Aim of the exercise. Beginning with the first line, transcribe the entries below exactly through the line containing "use the GET or POST methods.", inclusive.

** Opening Supplied data block **

PR #1425, opened 2023-09-14
storage: fix auth compatibility for registry backend

lihuahua123:
## Details
fix auth compatibility for registry backend:
Due to the different implementations of various image registries, auth requests may use the GET or POST methods.
In the previous way, it just use 'GET' method, and in the pr, we fix it advanced, it can use and cache the GET or POST methods.

## Types of changes

## Checklist

### DIFF
--- a/storage/src/backend/registry.rs
+++ b/storage/src/backend/registry.rs
@@ -93,19 +93,22 @@ impl Cache {
 }
 
 #[derive(Default)]
-struct HashCache(RwLock<HashMap<String, String>>);
+struct HashCache<T>(RwLock<HashMap<String, T>>);
 
-impl HashCache {
+impl<T> HashCache<T> {
     fn new() -> Self {
         HashCache(RwLock::new(HashMap::new()))
     }
 
-    fn get(&self, key: &str) -> Option<String> {
+    fn get(&self, key: &str) -> Option<T>
+    where
+        T: Clone,
+    {
         let cached_guard = self.0.read().unwrap();
         cached_guard.get(key).cloned()
     }
 
-    fn set(&self, key: String, value: String) {
+    fn set(&self, key: String, value: T) {
         let mut cached_guard = self.0.write().unwrap();
         cached_guard.insert(key, value);
     }
@@ -136,6 +139,7 @@ struct BasicAuth {
 }
 
 #[derive(Debug, Clone)]
+#[allow(dead_code)]
 struct BearerAuth {
     realm: String,
     service: String,
@@ -189,10 +193,14 @@ struct RegistryState {
     // Example: RwLock<"Bearer <token>">
     //          RwLock<"Basic base64(<username:password>)">
     cached_auth: Cache,
+    // Cache for the HTTP method when getting auth, it is "true" when using "GET" method.
+    // Due to the different implementations of various image registries, auth requests
+    // may use the GET or POST methods, we need to cache the method after the
+    // fallback, so it can be reused next time and reduce an unnecessary request.
+    cached_auth_using_http_get: HashCache<bool>,
     // Cache 30X redirect url
     // Example: RwLock<HashMap<"<blob_id>", "<redirected_url>">>
-    cached_redirect: HashCache,
-
+    cached_redirect: HashCache<String>,
     // The epoch timestamp of token expiration, which is obtained from the registry server.
     token_expired_at: ArcSwapOption<u64>,
     // Cache bearer auth for refreshing token.
@@ -238,47 +246,34 @@ impl RegistryState {
         }
     }
 
-    /// Request registry authentication server to get bearer token
+    // Request registry authentication server to get bearer token
     fn get_token(&self, auth: BearerAuth, connection: &Arc<Connection>) -> Result<TokenResponse> {
-        // The information needed for getting token needs to be placed both in
-        // the query and in the body to be compatible with different registry
-        // implementations, which have been tested on these platforms:
-        // docker hub, harbor, github ghcr, aliyun acr.
-        let query = [
-            ("service", auth.service.as_str()),
-            ("scope", auth.scope.as_str()),
-            ("grant_type", "password"),
-            ("username", self.username.as_str()),
-            ("password", self.password.as_str()),
-            ("client_id", REGISTRY_CLIENT_ID),
-        ];
+        let http_get = self
+            .cached_auth_using_http_get
+            .get(&self.host)
+            .unwrap_or_default();
+        let resp = if http_get {
+            self.get_token_with_get(&auth, connection)?
+        } else {
+            match self.get_token_with_post(&auth, connection) {
+                Ok(resp) => resp,
+                Err(err) => {
+                    warn!("retry http GET method to get auth token: {}", err);
+                    let resp = self.get_token_with_get(&auth, connection)?;
+                    // Cache http method for next use.
+                    self.cached_auth_using_http_get.set(self.host.clone(), true);
+                    resp
+                }
+            }
+        };
 
-        let mut form = HashMap::new();
-        for (k, v) in &query {
-            form.insert(k.to_string(), v.to_string());
-        }
-
-        let mut headers = HeaderMap::new();
-        if let Some(auth_header) = &auth.header {
-            headers.insert(HEADER_AUTHORIZATION, auth_header.clone());
-        }
-
-        let token_resp = connection
-            .call::<&[u8]>(
-                Method::GET,
-                auth.realm.as_str(),
-                Some(&query),
-                Some(ReqBody::Form(form)),
-                &mut headers,
-                true,
-            )
-            .map_err(|e| einval!(format!("registry auth server request failed {:?}", e)))?;
-        let ret: TokenResponse = token_resp.json().map_err(|e| {
+        let ret: TokenResponse = resp.json().map_err(|e| {
             einval!(format!(
                 "registry auth server response decode failed: {:?}",
                 e
             ))
         })?;
+
         if let Ok(now_timestamp) = SystemTime::now().duration_since(UNIX_EPOCH) {
             self.token_expired_at
                 .store(Some(Arc::new(now_timestamp.as_secs() + ret.expires_in)));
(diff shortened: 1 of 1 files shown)


imeoer:
Hi @lihuahua123 please add the detailed commit message, and the commit title better be like `storage: fix auth compatibility for registry backend`.

storage/src/backend/registry.rs
```diff
@@ -188,6 +189,10 @@ struct RegistryState {
     // Use RwLock here to avoid using mut backend trait object.
     // Example: RwLock<"Bearer <token>">
     //          RwLock<"Basic base64(<username:password>)">
+
+    // Cache the method of getting auth, get | post
+    cached_get_auth_method: HashCache,
```
imeoer, line 194: How about:

``` rust
// Cache for the HTTP method when getting auth, possible values: "get", "post".
// Due to the different implementations of various image registries, auth requests
// may use the GET or POST methods, we need to cache the method after the
// fallback, so it can be reused next time and reduce an unnecessary request.
cached_auth_using_http_get: HashCache,
```

And can we make it as `HashCache<bool>` ?

```
struct HashCache(RwLock<HashMap<String, T>>);
```

storage/src/backend/registry.rs
```diff
@@ -136,6 +136,7 @@ struct BasicAuth {
 }
 
 #[derive(Debug, Clone)]
+#[allow(dead_code)]
```
imeoer, line 139: Why mark `dead_code` here.

storage/src/backend/registry.rs
```diff
@@ -259,39 +307,49 @@ impl RegistryState {
...
+    }
 
-        Ok(ret)
+    // Get bearer token using a GET request
+    fn get_token_with_get(
+        &self,
+        auth: &BearerAuth,
+        connection: &Arc<Connection>,
+    ) -> Result<Response> {
+        let query = [
```
imeoer, line 331: Can we wrap this as a `fn`? So that we can reuse it in `get_token_with_post`.

storage/src/backend/registry.rs
lihuahua123: In the context ,HashCache is implemented as 
`struct HashCache(RwLock<HashMap<String, String>>);`
if  we make it as' HashCache<bool> ', it need implement another logic

imeoer: I mean the generic type https://doc.rust-lang.org/rust-by-example/generics.html

storage/src/backend/registry.rs
```diff
@@ -253,45 +331,20 @@ impl RegistryState {
...
         ];
 
-        let mut form = HashMap::new();
-        for (k, v) in &query {
-            form.insert(k.to_string(), v.to_string());
-        }
-
         let mut headers = HeaderMap::new();
-        if let Some(auth_header) = &auth.header {
-            headers.insert(HEADER_AUTHORIZATION, auth_header.clone());
```
imeoer, line 263: Why remove this? Please take a look the commit [069818c](https://github.com/dragonflyoss/image-service/commit/069818c6958ad2c9cfe84ecf361b3993fdc2c795#diff-f7ce8f265a570c66eae48c85e0f5b6f29fdaec9cf2ee2eded95810fe320d80e1R346) .

lihuahua123: When we use `get` method, it just need to add paramaters into request headers, and when use `post` method, it just need to add paramaters into request form. This can  refer to contained as following.
```
// FetchTokenWithOAuth fetches a token using a POST request
func FetchTokenWithOAuth(ctx context.Context, client *http.Client, headers http.Header, clientID string, to TokenOptions) (*OAuthTokenResponse, error) {
	form := url.Values{}
	if len(to.Scopes) > 0 {
		form.Set("scope", strings.Join(to.Scopes, " "))
	}
	form.Set("service", to.Service)
	form.Set("client_id", clientID)

	if to.Username == "" {
		form.Set("grant_type", "refresh_token")
		form.Set("refresh_token", to.Secret)
	} else {
		form.Set("grant_type", "password")
		form.Set("username", to.Username)
		form.Set("password", to.Secret)
	}
	if to.FetchRefreshToken {
		form.Set("access_type", "offline")
	}

	req, err := http.NewRequestWithContext(ctx, http.MethodPost, to.Realm, strings.NewReader(form.Encode()))
	if err != nil {
		return nil, err
	}
	req.Header.Set("Content-Type", "application/x-www-form-urlencoded; charset=utf-8")
	for k, v := range headers {
		req.Header[k] = append(req.Header[k], v...)
	}
	if len(req.Header.Get("User-Agent")) == 0 {
		req.Header.Set("User-Agent", "containerd/"+version.Version)
	}

	resp, err := client.Do(req)
	if err != nil {
		return nil, err
	}
	defer resp.Body.Close()

	if resp.StatusCode < 200 || resp.StatusCode >= 400 {
		return nil, remoteserrors.NewUnexpectedStatusErr(resp)
	}

	decoder := json.NewDecoder(resp.Body)

	var tr OAuthTokenResponse
	if err = decoder.Decode(&tr); err != nil {
		return nil, fmt.Errorf("unable to decode token response: %w", err)
	}

	if tr.AccessToken == "" {
		return nil, ErrNoToken
	}

	return &tr, nil
}




// FetchToken fetches a token using a GET request
func FetchToken(ctx context.Context, client *http.Client, headers http.Header, to TokenOptions) (*FetchTokenResponse, error) {
	req, err := http.NewRequestWithContext(ctx, http.MethodGet, to.Realm, nil)
	if err != nil {
		return nil, err
	}

	for k, v := range headers {
		req.Header[k] = append(req.Header[k], v...)
	}
	if len(req.Header.Get("User-Agent")) == 0 {
		req.Header.Set("User-Agent", "containerd/"+version.Version)
	}

	reqParams := req.URL.Query()

	if to.Service != "" {
		reqParams.Add("service", to.Service)
	}

	for _, scope := range to.Scopes {
		reqParams.Add("scope", scope)
	}

	if to.Secret != "" {
		req.SetBasicAuth(to.Username, to.Secret)
	}

	if to.FetchRefreshToken {
		reqParams.Add("offline_token", "true")
	}

	req.URL.RawQuery = reqParams.Encode()

	resp, err := client.Do(req)
	if err != nil {
		return nil, err
	}
	defer resp.Body.Close()

	if resp.StatusCode < 200 || resp.StatusCode >= 400 {
		return nil, remoteserrors.NewUnexpectedStatusErr(resp)
	}

	decoder := json.NewDecoder(resp.Body)

	var tr FetchTokenResponse
	if err = decoder.Decode(&tr); err != nil {
		return nil, fmt.Errorf("unable to decode token response: %w", err)
	}

	// `access_token` is equivalent to `token` and if both are specified
	// the choice is undefined.  Canonicalize `access_token` by sticking
	// things in `token`.
	if tr.AccessToken != "" {
		tr.Token = tr.AccessToken
	}

	if tr.Token == "" {
		return nil, ErrNoToken
	}

	return &tr, nil
}


```

storage/src/backend/registry.rs
lihuahua123: I have resolve it with changing the implemention of `struct HashCache(RwLock<HashMap<String, String>>);` to `struct HashCache<T>(RwLock<HashMap<String, T>>);`.

storage/src/backend/registry.rs
```diff
@@ -189,10 +193,14 @@ struct RegistryState {
     // Example: RwLock<"Bearer <token>">
     //          RwLock<"Basic base64(<username:password>)">
     cached_auth: Cache,
+    // Cache for the HTTP method when getting auth, possible values: "get", "post".
```
imeoer, line 196: Should also update the comment.

storage/src/backend/registry.rs
```diff
@@ -238,12 +246,86 @@ impl RegistryState {
...
 
-    /// Request registry authentication server to get bearer token
+    // Request registry authentication server to get bearer token
     fn get_token(&self, auth: BearerAuth, connection: &Arc<Connection>) -> Result<TokenResponse> {
-        // The information needed for getting token needs to be placed both in
-        // the query and in the body to be compatible with different registry
-        // implementations, which have been tested on these platforms:
-        // docker hub, harbor, github ghcr, aliyun acr.
+        let mut resp_token: Response;
+        if let Some(method) = self.cached_auth_using_http_get.get(&self.host) {
```
imeoer, line 252: `method` -> `using_get` ?

storage/src/backend/registry.rs
imeoer: Ok, let's move forward, thanks.

storage/src/backend/registry.rs
```diff
@@ -238,12 +246,86 @@ impl RegistryState {
...
+            if resp_token.status().is_success() {
+                self.cached_auth_using_http_get
+                    .set(self.host.clone(), false);
+            } else {
+                resp_token = self.get_token_with_get(&auth, connection)?;
+                self.cached_auth_using_http_get
+                    // .set(self.host.clone(), "get".to_string());
+                    .set(self.host.clone(), true);
+            }
+        }
```
imeoer, line 269: How about?

``` rust
        let http_get = self
            .cached_auth_using_http_get
            .get(&self.host)
            .unwrap_or_default();
        let resp = if http_get {
            self.get_token_with_get(&auth, connection)?
        } else {
            match self.get_token_with_post(&auth, connection) {
                Ok(resp) => resp,
                Err(err) => {
                    warn!("retry http GET method to get auth token: {}", err);
                    let resp = self.get_token_with_get(&auth, connection)?;
                    // Cache http method for next use.
                    self.cached_auth_using_http_get.set(self.host.clone(), true);
                    resp
                }
            }
        };
```

imeoer (approved):
LGTM, thanks!

storage/src/backend/registry.rs
lihuahua123: I have changed it .

storage/src/backend/registry.rs
lihuahua123: Ok！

** Closing Supplied data block **

Output for this task.
PR #1425, opened 2023-09-14
storage: fix auth compatibility for registry backend

lihuahua123:
## Details
fix auth compatibility for registry backend:
Due to the different implementations of various image registries, auth requests may use the GET or POST methods.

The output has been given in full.